(What to do): Look through the records below for the line with "greatislander: I reverted" and the line with "because the IoC", then return those lines and all lines between, exactly.

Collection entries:
★ ★ ★ ★

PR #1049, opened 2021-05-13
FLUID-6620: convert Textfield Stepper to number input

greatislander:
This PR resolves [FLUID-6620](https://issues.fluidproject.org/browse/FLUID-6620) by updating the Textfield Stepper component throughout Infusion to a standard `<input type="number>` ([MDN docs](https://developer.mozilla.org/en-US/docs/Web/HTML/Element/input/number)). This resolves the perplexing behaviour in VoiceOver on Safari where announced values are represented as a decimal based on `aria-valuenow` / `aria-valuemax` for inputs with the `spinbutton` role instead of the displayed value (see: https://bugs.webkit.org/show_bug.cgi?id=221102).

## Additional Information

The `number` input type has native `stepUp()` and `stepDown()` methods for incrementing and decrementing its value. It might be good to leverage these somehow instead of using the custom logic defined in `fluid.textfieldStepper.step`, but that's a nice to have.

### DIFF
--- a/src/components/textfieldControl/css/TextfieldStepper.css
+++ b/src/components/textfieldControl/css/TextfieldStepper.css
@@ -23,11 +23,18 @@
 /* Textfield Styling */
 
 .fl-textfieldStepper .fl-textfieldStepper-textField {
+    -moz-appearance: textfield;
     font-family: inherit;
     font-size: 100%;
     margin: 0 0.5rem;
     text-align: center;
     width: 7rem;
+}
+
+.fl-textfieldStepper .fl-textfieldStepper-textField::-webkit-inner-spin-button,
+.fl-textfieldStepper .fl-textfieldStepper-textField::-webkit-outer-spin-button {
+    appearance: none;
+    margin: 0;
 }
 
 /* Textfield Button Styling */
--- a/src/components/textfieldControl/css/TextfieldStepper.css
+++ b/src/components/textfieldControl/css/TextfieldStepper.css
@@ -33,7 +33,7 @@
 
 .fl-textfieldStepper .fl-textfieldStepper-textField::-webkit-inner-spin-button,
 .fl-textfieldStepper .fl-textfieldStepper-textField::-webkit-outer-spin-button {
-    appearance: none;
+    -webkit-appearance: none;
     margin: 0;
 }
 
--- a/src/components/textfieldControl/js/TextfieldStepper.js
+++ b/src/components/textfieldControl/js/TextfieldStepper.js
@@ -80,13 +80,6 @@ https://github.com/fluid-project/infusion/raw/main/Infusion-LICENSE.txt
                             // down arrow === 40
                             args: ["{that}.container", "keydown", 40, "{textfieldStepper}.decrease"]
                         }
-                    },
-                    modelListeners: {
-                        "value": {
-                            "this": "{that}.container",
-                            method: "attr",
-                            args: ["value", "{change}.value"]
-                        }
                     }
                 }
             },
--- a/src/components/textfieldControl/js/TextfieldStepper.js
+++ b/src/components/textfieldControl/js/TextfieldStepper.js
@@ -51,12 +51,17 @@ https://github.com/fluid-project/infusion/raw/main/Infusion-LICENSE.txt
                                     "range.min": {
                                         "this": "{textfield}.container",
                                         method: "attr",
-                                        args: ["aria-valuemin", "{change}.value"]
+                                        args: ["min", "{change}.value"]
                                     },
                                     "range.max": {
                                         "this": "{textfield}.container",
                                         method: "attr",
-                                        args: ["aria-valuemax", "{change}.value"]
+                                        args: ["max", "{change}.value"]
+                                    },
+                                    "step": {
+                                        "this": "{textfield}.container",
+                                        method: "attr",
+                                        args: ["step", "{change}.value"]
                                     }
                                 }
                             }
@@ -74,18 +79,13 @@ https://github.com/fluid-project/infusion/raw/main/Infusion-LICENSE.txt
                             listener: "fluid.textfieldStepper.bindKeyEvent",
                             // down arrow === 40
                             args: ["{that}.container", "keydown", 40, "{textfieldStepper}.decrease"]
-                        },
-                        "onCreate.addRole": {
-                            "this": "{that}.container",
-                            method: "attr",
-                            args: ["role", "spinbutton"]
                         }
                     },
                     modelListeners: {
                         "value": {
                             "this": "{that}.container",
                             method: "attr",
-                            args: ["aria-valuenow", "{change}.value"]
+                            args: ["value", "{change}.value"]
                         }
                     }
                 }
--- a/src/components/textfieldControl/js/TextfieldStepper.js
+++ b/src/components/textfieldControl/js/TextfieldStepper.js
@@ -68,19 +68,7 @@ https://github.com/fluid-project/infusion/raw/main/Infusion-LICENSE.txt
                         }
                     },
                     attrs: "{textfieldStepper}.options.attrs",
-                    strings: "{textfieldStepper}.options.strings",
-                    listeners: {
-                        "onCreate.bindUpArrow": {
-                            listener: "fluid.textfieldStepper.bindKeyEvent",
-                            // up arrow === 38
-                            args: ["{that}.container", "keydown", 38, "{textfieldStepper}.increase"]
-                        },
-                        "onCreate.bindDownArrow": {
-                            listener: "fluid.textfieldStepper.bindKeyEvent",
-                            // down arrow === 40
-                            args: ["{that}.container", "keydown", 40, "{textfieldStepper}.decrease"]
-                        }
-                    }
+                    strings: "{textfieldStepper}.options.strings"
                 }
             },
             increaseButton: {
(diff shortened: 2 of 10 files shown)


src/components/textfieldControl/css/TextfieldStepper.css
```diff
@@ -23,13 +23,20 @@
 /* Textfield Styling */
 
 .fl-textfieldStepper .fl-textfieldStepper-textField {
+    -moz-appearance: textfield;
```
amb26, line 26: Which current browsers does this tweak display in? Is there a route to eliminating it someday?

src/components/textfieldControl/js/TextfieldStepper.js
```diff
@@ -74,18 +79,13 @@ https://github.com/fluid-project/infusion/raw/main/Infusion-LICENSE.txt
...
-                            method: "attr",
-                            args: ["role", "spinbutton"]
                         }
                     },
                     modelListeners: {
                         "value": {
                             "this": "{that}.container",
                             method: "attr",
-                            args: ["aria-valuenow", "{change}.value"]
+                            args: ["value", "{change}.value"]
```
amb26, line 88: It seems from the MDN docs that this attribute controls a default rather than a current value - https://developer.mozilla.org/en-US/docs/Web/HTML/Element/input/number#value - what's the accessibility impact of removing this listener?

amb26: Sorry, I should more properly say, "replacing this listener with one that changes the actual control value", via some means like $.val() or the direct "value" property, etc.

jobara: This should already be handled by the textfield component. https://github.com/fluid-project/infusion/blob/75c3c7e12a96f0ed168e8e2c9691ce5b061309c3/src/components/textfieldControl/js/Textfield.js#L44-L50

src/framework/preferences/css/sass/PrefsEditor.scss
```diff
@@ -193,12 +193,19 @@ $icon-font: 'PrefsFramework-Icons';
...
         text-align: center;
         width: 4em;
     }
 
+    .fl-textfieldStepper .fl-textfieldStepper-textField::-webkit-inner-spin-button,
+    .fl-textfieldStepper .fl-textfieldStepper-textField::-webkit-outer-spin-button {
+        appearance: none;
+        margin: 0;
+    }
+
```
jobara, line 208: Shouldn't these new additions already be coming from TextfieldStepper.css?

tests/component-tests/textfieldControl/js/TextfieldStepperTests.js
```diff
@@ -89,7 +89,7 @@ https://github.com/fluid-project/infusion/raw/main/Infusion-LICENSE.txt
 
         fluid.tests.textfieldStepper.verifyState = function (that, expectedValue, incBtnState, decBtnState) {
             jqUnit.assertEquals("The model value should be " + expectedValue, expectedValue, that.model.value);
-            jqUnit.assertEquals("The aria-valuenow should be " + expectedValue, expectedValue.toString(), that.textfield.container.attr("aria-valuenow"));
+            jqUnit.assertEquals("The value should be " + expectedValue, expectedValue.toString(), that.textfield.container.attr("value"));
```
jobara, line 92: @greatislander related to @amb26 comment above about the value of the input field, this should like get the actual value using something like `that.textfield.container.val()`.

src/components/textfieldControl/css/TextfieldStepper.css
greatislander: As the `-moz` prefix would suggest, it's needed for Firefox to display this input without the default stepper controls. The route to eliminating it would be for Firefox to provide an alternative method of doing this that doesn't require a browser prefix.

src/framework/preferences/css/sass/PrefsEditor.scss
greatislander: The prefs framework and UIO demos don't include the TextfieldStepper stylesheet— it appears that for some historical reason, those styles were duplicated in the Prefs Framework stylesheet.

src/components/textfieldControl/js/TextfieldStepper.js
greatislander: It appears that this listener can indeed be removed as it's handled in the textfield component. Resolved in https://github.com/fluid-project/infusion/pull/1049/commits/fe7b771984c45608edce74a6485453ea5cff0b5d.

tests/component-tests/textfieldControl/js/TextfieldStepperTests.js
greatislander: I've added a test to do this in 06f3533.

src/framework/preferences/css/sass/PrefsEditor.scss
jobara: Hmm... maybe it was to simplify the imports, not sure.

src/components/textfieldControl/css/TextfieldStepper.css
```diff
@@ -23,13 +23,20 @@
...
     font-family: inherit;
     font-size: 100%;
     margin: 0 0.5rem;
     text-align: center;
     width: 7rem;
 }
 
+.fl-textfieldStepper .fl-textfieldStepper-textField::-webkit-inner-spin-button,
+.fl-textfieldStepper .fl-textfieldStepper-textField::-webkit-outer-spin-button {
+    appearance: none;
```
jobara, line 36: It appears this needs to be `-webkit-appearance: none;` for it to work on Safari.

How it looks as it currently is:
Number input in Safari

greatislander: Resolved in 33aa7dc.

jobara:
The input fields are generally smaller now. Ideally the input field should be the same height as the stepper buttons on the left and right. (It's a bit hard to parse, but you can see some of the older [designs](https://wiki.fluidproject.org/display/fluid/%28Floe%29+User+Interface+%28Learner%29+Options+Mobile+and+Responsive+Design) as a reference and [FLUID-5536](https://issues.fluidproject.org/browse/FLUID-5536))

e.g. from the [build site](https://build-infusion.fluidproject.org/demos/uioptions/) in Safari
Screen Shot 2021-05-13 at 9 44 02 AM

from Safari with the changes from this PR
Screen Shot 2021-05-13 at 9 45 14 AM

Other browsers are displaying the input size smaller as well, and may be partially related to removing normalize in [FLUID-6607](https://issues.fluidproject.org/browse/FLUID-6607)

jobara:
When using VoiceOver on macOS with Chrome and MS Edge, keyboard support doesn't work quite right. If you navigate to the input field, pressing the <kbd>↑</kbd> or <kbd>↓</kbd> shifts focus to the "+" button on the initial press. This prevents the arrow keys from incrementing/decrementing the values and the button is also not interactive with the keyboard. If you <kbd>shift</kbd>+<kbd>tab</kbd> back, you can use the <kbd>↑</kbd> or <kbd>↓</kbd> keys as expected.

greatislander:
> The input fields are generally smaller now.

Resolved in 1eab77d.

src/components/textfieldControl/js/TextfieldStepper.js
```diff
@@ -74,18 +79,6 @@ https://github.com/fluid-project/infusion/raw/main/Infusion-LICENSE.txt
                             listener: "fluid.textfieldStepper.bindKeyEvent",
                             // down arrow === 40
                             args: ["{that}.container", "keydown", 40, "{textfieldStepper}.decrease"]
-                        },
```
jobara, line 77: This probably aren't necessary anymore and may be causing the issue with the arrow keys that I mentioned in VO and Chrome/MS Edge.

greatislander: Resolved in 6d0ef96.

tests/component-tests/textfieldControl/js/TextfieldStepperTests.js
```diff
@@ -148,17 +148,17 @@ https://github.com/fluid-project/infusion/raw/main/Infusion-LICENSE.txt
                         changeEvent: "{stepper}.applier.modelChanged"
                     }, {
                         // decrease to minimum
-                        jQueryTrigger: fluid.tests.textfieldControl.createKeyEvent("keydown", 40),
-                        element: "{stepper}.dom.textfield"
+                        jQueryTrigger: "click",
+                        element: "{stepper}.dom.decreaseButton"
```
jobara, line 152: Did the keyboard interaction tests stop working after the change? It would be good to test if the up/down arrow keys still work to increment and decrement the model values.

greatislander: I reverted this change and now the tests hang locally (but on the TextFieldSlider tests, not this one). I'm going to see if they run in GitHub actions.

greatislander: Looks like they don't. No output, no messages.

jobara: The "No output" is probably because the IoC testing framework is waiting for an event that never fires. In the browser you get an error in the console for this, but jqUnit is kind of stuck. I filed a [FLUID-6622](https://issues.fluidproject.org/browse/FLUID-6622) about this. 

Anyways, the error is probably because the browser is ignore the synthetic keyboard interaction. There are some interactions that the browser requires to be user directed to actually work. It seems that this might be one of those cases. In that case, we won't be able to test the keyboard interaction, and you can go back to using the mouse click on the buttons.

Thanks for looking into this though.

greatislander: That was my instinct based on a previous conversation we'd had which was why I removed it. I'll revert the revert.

★ ★ ★ ★

(Written reply):
greatislander: I reverted this change and now the tests hang locally (but on the TextFieldSlider tests, not this one). I'm going to see if they run in GitHub actions.

greatislander: Looks like they don't. No output, no messages.

jobara: The "No output" is probably because the IoC testing framework is waiting for an event that never fires. In the browser you get an error in the console for this, but jqUnit is kind of stuck. I filed a [FLUID-6622](https://issues.fluidproject.org/browse/FLUID-6622) about this. 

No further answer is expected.